Paul Bogdan comments on Mech interp is not pre-paradigmatic

Paul Bogdan 7 Aug 2025 10:42 UTC
1 point
0
Cool post. I have a neuro background, and I’m sometimes asked about “Is neuro actually informative for mech interp,” so I’m interested in this point about CNC being the current paradigm. I have a few thoughts:
Are the paradigmatic ideas of mech interp from neuroscience?
You mention some examples of paradigmatic ideas:
- The idea that networks “represent” things;
- That these “representations” or computations can be distributed across multiple neurons or multiple parts of the network;
- That these representations can be superposed on top of one another in a linear fashion, as in the ‘linear representation hypothesis’ (e.g. Smolensky, 1990);
- That representations can form representational hierarchies, thus representing more abstract concepts on top of less abstract ones, such as the visual representational hierarchy.
These ideas are all from back in the 1960-1990s? My impression was that back then the different cognitive sciences, like neuroscience and AI were more mixed up. For example, Geoffrey Hinton worked in a psychology department briefly, and many of the big names of this age were “cognitive scientists.” So in that sense, it’s a reach to really call these neuroscience ideas?
That being said, there’s another point that comes to mind that you didn’t mentioned but I think can be more firmly called neuroscience: Neural networks organize themselves to efficiently encode information (https://en.wikipedia.org/wiki/Efficient_coding_hypothesis).
My impression is that CS departments mostly set aside the above theoretical ideas until the last five years, whereas neuroscience departments kept thinking about them. Additionally, although something like AlexNet used superposition and had polysemantic neurons, those weren’t discussed until the last 2010s. Because neuroscience kept thinking about them whereas CS departments didn’t, maybe it is fair to call them neuroscientific. However, I’m not sure how many theoretical advancements in computational neuroscience from 1990-2020 actually contributed to modern mech interp? Which would be an argument against calling them neuroscience.
Are neuroscientific methods used in mech interp?
You give some examples of methods:
- Max-activating dataset examples are basically what Hubel and Wiesel (1959) (and many researchers since) used to demonstrate the functional specialisation of particular neurons.
- Causal interventions, commonly used in mech interp, are the principle behind many neuroscience methods, including thermal ablation (burning parts of the brain), cooling (thus ‘turning off’ parts of the brain), optogenetic stimulation, and so on.
- Key data analysis methods, such as dimensionality reduction or sparse coding, that are used extensively in computational neuroscience (and sometimes directly developed for it) are also used extensively in mech interp.
These examples are mentioned a lot when discussing neuroscience and mech interp. However, some of these parallels feel a bit more surface-level than they might first appear, and one might be able to claim a parallel between mech interp and any scientific field. For instance, ablating neurons in LLMs and the brain is very common. However, upregulating/downregulating something is the most basic type of experimental manipulation and is used by basically every scientific field. Maybe when comparing mech interp and neuroscience, it’s generally worth stopping to ask: is the biggest similarity that the two are both working on neurons. If this part is set aside and you abstract a bit, can you make the same parallel to virtually every other scientific field?
Some other parallels between mech interp and neuro, however, are more niche and seemingly compelling. For example, I like the use of dimensionality reduction to visualize and search for cycles in activation space.
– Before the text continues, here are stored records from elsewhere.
PR #510, opened 2025-06-13
Release 2.0.4

stefanradev93:
## Summary  
This PR introduces the next set of improvements and qualitative changes for the upcoming **v2.0.4** release.

---

## Major Changes  
- Added several diffusion model implementations  
- Rewritten and refactored all `Approximators` classes  
- Introduced new adapter transforms, including support for nested tensors (e.g., dictionaries of tensors) to better handle multimodal simulations  
- Added a new fusion network for multimodal amortized Bayesian inference (ABI)  
- Integrated standardization layers into each `Approximation`, eliminating the need for stateful adapters  
  - **Note**: this paves the way for fully stateless adapters in **v2.0.5**; all stateful functionality from the adapter will be removed in **v2.0.5**.
- Enabled automatic standardization of point estimates  
- Enhanced support for tracking multiple loss terms  
- Enabled sampling of tensors with arbitrary shapes  
- Extended and improved tests

---

## Bug Fixes  
- Resolved serialization issues in edge cases and when using model comparison approximators  
- Fixed incorrect aggregation of validation losses  
- Corrected `pairplot` rendering issues


README.md
```diff
@@ -132,9 +99,47 @@ export KERAS_BACKEND=jax
 
 This way, you also don't have to manually set the backend every time you are starting Python to use BayesFlow.
 
-**Caution:** Some development environments (e.g., VSCode or PyCharm) can silently overwrite environment variables. If you have set your backend as an environment variable and you still get keras-related import errors when loading BayesFlow, these IDE shenanigans might be the culprit. Try setting the keras backend in your Python script via `import os; os.environ["KERAS_BACKEND"] = "<YOUR-BACKEND>"`.
```
han-ol, line 135: Is this info moved to somewhere else, or not relevant anymore for some reason?

bayesflow/datasets/online_dataset.py
```diff
@@ -18,19 +20,72 @@ def __init__(
...
+            A simulator object with a `.sample(batch_shape)` method to generate data.
+        batch_size : int
+            Number of samples per batch.
+        num_batches : int
+            Total number of batches in the dataset.
+        adapter : Adapter or None
+            Optional adapter to transform the simulated batch.
+        stage : str, default="training"
+            Current stage (e.g., "training", "validation", etc.) used by the adapter.
+        augmentations : dict of str to Callable or Callable, optional
```
han-ol: We can mention augmentation support in the release notes as well.

bayesflow/experimental/cif/cif.py
```diff
@@ -12,7 +12,7 @@
 # disable module check, use potential module after moving from experimental
 @serializable("bayesflow.networks", disable_module_check=True)
 class CIF(InferenceNetwork):
-    """Implements a continuously indexed flow (CIF) with a `CouplingFlow`
+    """(IN) Implements a continuously indexed flow (CIF) with a `CouplingFlow`
     bijection and `ConditionalGaussian` distributions p and q. Improves on
```
han-ol, line 16: I am curious what's the idea behind the convention to precede the doc string with (IN) for inference networks?

stefanradev93:
@arrjon / @vpratz The diffusion model seems to be failing the cycle consistency test with an absolute deviation of around `7.98e-03` only on JAX. Should we simply increase the tolerance for the approximate cycle consistency of DMs or is there something more fundamental at play?

bayesflow/experimental/cif/cif.py
stefanradev93: The idea was to clearly demarcate inference from summary networks until we separate them into separate modules.

README.md
stefanradev93: We haven't encountered any of these issues recently, but they may be relevant in highly dev-centric environments. I'd prefer to keep the length of the README in check.

bayesflow/datasets/online_dataset.py
stefanradev93: Good idea. Done.

arrjon:
We had problems with jax before, but only in the stochastic solver. Everything else was fine. There the problem was the random number generator. Could this be a similar issue here?

stefanradev93:
> We had problems with jax before, but only in the stochastic solver. Everything else was fine. There the problem was the random number generator. Could this be a similar issue here?

It's specifically `diffusion_model_cosine_velocity` that is accumulating more than 1e-3 error in the cycle consistency test.

vpratz:
@stefanradev93 I'm not on a desktop to verify myself, but I think the number of integration steps might be too low. For EDM+F, I had to increase it to 250 steps to get the test to pass. The other configs are markes as "slow", so the issue didn't show up in the `dev` CI.
Could you please try if increasing the number of steps in `test_networks/contest.py` resolves the issue? (Note: this is mainly a problem because the networks here are untrained, not a deeper problem with the performance of diffusion models, at least as far as I can tell)

stefanradev93:
> @stefanradev93 I'm not on a desktop to verify myself, but I think the number of integration steps might be too low. For EDM+F, I had to increase it to 250 steps to get the test to pass. The other configs are markes as "slow", so the issue didn't show up in the `dev` CI. Could you please try if increasing the number of steps in `test_networks/contest.py` resolves the issue? (Note: this is mainly a problem because the networks here are untrained, not a deeper problem with the performance of diffusion models, at least as far as I can tell)

I will do some local experiments. The trained diffusion model is performing quite well. The strange thing is that the test only fails with a JAX backend....

vpratz:
Is there a reason to not include #503 in this release, @stefanradev93? Or is it only missing for a lack of reviewing capacity? I think it would be nice to have those changes included...

vpratz:
> I will do some local experiments. The trained diffusion model is performing quite well. The strange thing is that the test only fails with a JAX backend....

@stefanradev93 I cannot reproduce the failure locally, can you? I think skipping this specific test for the diffusion models (e.g. via a marker) would be acceptable, as we do not expect cycle consistency to strictly hold for the number of steps we want to put in here, and the errors can accumulate in more or less arbitrary ways. We might want to use (at least somewhat) trained models in the future, where we can expect more consistent results.

bayesflow/adapters/transforms/random_subsample.py
```diff
@@ -0,0 +1,48 @@
...
+
+    def __init__(
+        self,
+        sample_size: int | float,
+        axis: int = -1,
+    ):
+        super().__init__()
+        if isinstance(sample_size, float):
+            if sample_size <= 0 or sample_size >= 1:
+                ValueError("Sample size as a percentage must be a float between 0 and 1 exclusive. ")
```
LarsKue: This is missing a `raise` (see copilot review)

bayesflow/adapters/transforms/random_subsample.py
```diff
@@ -0,0 +1,48 @@
...
+        axis = self.axis
+        max_sample_size = data.shape[axis]
+
+        if isinstance(self.sample_size, int):
+            sample_size = self.sample_size
+        else:
+            sample_size = np.round(self.sample_size * max_sample_size)
+
+        # random sample without replacement
+        sample_indices = np.random.permutation(max_sample_size)[0 : sample_size - 1]
```
LarsKue: should be `[:sample_size]` (see copilot review)

LarsKue:
@vpratz I added a review to #503. I think we should not include it here, yet.

README.md
LarsKue: Bob Carpenter at Flatiron suggested that we try to hide the environment variables from users anyway, to which I strongly agree. Ideally, we should move to an implementation that can select the correct backend without having to expose users to how keras handles things.

bayesflow/adapters/transforms/standardize.py
```diff
@@ -69,6 +70,14 @@ def __init__(
     ):
         super().__init__()
 
+        if mean is None or std is None:
+            warnings.warn(
+                "Dynamic standardization is deprecated and will be removed in later versions."
+                "Instead, use the standardize argument of the approximator / workflow instance or provide "
+                "fixed mean and std arguments. You may incur some redundant computations if you keep this transform.",
+                FutureWarning,
```
LarsKue, line 78: Should be a `DeprecationWarning` since it is already deprecated.

bayesflow/datasets/__init__.py
```diff
@@ -1,4 +1,4 @@
-"""
+r"""
```
LarsKue, line 1: Did we check whether this changes anything in the generated docs?

bayesflow/adapters/transforms/nnpe.py
```diff
@@ -0,0 +1,187 @@
...
+                if arr.shape != expected_shape or arr.ndim != 1:
+                    raise ValueError(f"{name}: expected array of shape {expected_shape}, got {arr.shape}")
+                return arr
+            else:
+                try:
+                    scalar = float(passed)
+                except TypeError:
+                    raise TypeError(f"{name}: expected a scalar convertible to float, got type {type(passed).__name__}")
+                except ValueError:
+                    raise ValueError(f"{name}: expected a scalar convertible to float, got value {passed!r}")
```
LarsKue: When would this ever happen? `ValueError` implies the type is correct, but the value is wrong. All real scalar values have the correct type, and by definition have a value that is castable to float.

bayesflow/adapters/transforms/nnpe.py
```diff
@@ -0,0 +1,187 @@
...
+        self.spike_scale = spike_scale
+        self.slab_scale = slab_scale
+        self.per_dimension = per_dimension
+        self.seed = seed
+        self.rng = np.random.default_rng(seed)
+
+    def _resolve_scale(
+        self,
+        name: str,
+        passed: float | np.ndarray | None,
```
LarsKue: ideally, we would simply allow `ArrayLike` here and always cast to array

bayesflow/adapters/transforms/nnpe.py
```diff
@@ -0,0 +1,187 @@
...
+
+        # Apply spike-and-slab noise
+        mixture_mask = self.rng.binomial(n=1, p=0.5, size=data.shape).astype(bool)
+        noise_spike = self.rng.standard_normal(size=data.shape) * spike_scale
+        noise_slab = self.rng.standard_cauchy(size=data.shape) * slab_scale
+        noise = np.where(mixture_mask, noise_slab, noise_spike)
+        return data + noise
+
+    def inverse(self, data: np.ndarray, **kwargs) -> np.ndarray:
+        """Non-invertible transform."""
```
LarsKue: Should be a comment, not a docstring.

bayesflow/adapters/transforms/squeeze.py
```diff
@@ -0,0 +1,43 @@
...
+    >>> a = np.array([[1], [2], [3]])
+
+    >>> sq = bf.adapters.transforms.Squeeze(axis=-1)
+    >>> sq.forward(a).shape
+    (3,)
+
+    It is recommended to precede this transform with a :class:`~bayesflow.adapters.transforms.ToArray` transform.
+    """
+
+    def __init__(self, *, axis: int | tuple):
```
LarsKue: `axis` should be type-hinted as `int | Sequence[int]`. We can convert to tuple internally.

bayesflow/adapters/transforms/standardize.py
```diff
@@ -123,7 +132,7 @@ def inverse(self, data: np.ndarray, **kwargs) -> np.ndarray:
 
     def log_det_jac(self, data, inverse: bool = False, **kwargs) -> np.ndarray:
         std = np.broadcast_to(self.std, data.shape)
-        ldj = np.log(np.abs(std))
+        ldj = -np.log(np.abs(std))
         if inverse:
             ldj = -ldj
```
LarsKue, line 137: Nit: A bit ugly that inverse negates the ldj twice.

bayesflow/adapters/transforms/ungroup.py
```diff
@@ -0,0 +1,83 @@
...
+        self.prefix = prefix
+        self._ungrouped = None
+
+    def get_config(self) -> dict:
+        return serialize({"key": self.key, "prefix": self.prefix, "_ungrouped": self._ungrouped})
+
+    @classmethod
+    def from_config(cls, config: dict, custom_objects=None):
+        config = deserialize(config, custom_objects)
+        _ungrouped = config.pop("_ungrouped")
```
LarsKue, line 32: This is an undisclosed side-effect with potentially fatal consequences. Consider the following snippet:

```py3
config = dict(...)
adapter_a = deserialize(config)
adapter_b = deserialize(config)  # KeyError: "_ungrouped"
```

bayesflow/approximators/__init__.py
```diff
@@ -1,4 +1,4 @@
-"""
+r"""
```
LarsKue, line 1: I'm certain this docstring worked before, why the addition of the raw string modifier now?

bayesflow/approximators/backend_approximators/jax_approximator.py
```diff
@@ -19,17 +50,34 @@ def stateless_compute_metrics(
...
-        1. Accept trainable variables as the first argument
-            (can be at any position as indicated by the argnum parameter
-             in autograd, but needs to be an explicit arg)
-        2. Accept, potentially modify, and return other state variables
-        3. Return just the loss tensor as the first value
-        4. Return all other values in a tuple as the second value
-
-        This ensures:
-        1. The function is stateless
-        2. The function can be differentiated with jax autograd
```
LarsKue, line 32: I think this doscstring was actually very helpful. Changing the structure of compute_metrics in any other way breaks the functionality. I have no problem with rewording it, but I think we should not scrap it.

bayesflow/approximators/backend_approximators/numpy_approximator.py
LarsKue, line 1: I don't think anyone uses numpy as the backend. We could scrap this approximator altogether. We never advertise usability of BayesFlow with purely Numpy anyway.

bayesflow/approximators/continuous_approximator.py
```diff
@@ -342,23 +444,68 @@ def sample(
...
+
+        if log_det_jac:
+            data, ldj = adapted
+            ldj_inference = ldj.get("inference_variables", 0.0)
+        else:
+            data = adapted
+            ldj_inference = None
+
+        # Standardize conditions
+        for key in ContinuousApproximator.CONDITION_KEYS:
```
LarsKue: use `self.CONDITION_KEYS` instead

bayesflow/approximators/continuous_approximator.py
```diff
@@ -367,73 +514,63 @@ def _sample(
...
         **kwargs,
     ) -> Tensor:
-        if self.summary_network is None:
-            if summary_variables is not None:
-                raise ValueError("Cannot use summary variables without a summary network.")
-        else:
-            if summary_variables is None:
-                raise ValueError("Summary variables are required when a summary network is present.")
+        if (self.summary_network is None) != (summary_variables is None):
+            raise ValueError("Summary variables and summary network must be used together.")
```
LarsKue: I think the more expressive errors are worth the few extra lines here.

bayesflow/approximators/continuous_approximator.py
```diff
@@ -367,73 +514,63 @@ def _sample(
...
 
         return self.inference_network.sample(
-            batch_shape,
-            conditions=inference_conditions,
-            **filter_kwargs(kwargs, self.inference_network.sample),
+            batch_shape, conditions=inference_conditions, **filter_kwargs(kwargs, self.inference_network.sample)
         )
 
-    def summaries(self, data: Mapping[str, np.ndarray], **kwargs):
+    def summaries(self, data: Mapping[str, np.ndarray], **kwargs) -> np.ndarray:
```
LarsKue: Should we call this `summarize` or `compute_summaries` instead?

bayesflow/approximators/continuous_approximator.py
```diff
@@ -468,25 +605,25 @@ def _log_prob(
...
-    ) -> Tensor | dict[str, Tensor]:
-        if self.summary_network is None:
-            if summary_variables is not None:
-                raise ValueError("Cannot use summary variables without a summary network.")
-        else:
-            if summary_variables is None:
-                raise ValueError("Summary variables are required when a summary network is present.")
+    ) -> Tensor:
+        if (self.summary_network is None) != (summary_variables is None):
+            raise ValueError("Summary variables and summary network must be used together.")
```
LarsKue: See above. Better errors > fewer lines of code

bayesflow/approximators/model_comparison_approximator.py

Where would mech interp be today if computational neuroscience never really existed. Would mech interp have come at the exact same methods? Something like ablation or upregulation I think undoubtedly. Maybe the tendency to use dimensionality reduction for visualization a bit less so (or something similar would have been developed but slightly different). It seems hard to make clear claims about where mech interp would be today if computational neuroscience didn’t exist.
Are neuroscientific and mech interp findings similar?
You give an example:
And in many cases, the standards of what constitute a legitimate contribution to the field are the same. In both, for instance, a legitimate contribution might include a demonstration that a neuron (whether in a brain or an artificial neural network) appears be involved in an interesting representation or computation, such as the ‘Jennifer Anniston’ neuron (Quiroga et al. 2005) or the ‘Donald Trump’ neuron (Goh et al. 2021).
This is an interesting point that I haven’t seen before. I think this is pretty fair and maybe a unique parallel, but it would be more correct to say that a legitimate contribution is that the brain/LLM performs some function using some specific interesting computation: e.g., hippocampal neurons often represent spatial information in terms of the association between distinct items (e.g., my monitor is above my desk), whereas LLMs do addition with possibly unintuitive circuits/mechanisms? However, when framed as so and distanced a bit from neurons, can we make a similar parallel to any scientific field? Don’t most scientific endeavors try to decompose functions into more precise functions?
In the end, if you want to take any scientific field in the world, call it the existing paradigm for mech interp, and decide that paradigm can’t be ML, then I can’t imagine anything better than computational neuroscience… and this is a clear argument, but this seems like a low bar.